(Data items)
—————
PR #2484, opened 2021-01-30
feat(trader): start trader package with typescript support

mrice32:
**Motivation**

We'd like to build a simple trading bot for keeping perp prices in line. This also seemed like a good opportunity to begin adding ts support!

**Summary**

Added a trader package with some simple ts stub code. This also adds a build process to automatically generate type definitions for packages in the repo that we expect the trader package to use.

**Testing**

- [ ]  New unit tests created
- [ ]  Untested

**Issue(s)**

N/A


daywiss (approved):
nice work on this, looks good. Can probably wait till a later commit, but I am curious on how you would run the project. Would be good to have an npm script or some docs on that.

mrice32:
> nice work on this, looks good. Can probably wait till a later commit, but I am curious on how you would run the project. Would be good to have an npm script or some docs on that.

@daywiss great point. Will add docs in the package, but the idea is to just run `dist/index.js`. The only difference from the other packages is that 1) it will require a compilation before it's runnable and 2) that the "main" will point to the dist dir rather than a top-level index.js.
—————
■ **The task**: Each entry above is to be transcribed without alteration.

■ **Response area**:
PR #2484, opened 2021-01-30
feat(trader): start trader package with typescript support

mrice32:
**Motivation**

We'd like to build a simple trading bot for keeping perp prices in line. This also seemed like a good opportunity to begin adding ts support!

**Summary**

Added a trader package with some simple ts stub code. This also adds a build process to automatically generate type definitions for packages in the repo that we expect the trader package to use.

**Testing**

- [ ]  New unit tests created
- [ ]  Untested

**Issue(s)**

N/A


daywiss (approved):
nice work on this, looks good. Can probably wait till a later commit, but I am curious on how you would run the project. Would be good to have an npm script or some docs on that.

mrice32:
> nice work on this, looks good. Can probably wait till a later commit, but I am curious on how you would run the project. Would be good to have an npm script or some docs on that.

@daywiss great point. Will add docs in the package, but the idea is to just run `dist/index.js`. The only difference from the other packages is that 1) it will require a compilation before it's runnable and 2) that the "main" will point to the dist dir rather than a top-level index.js.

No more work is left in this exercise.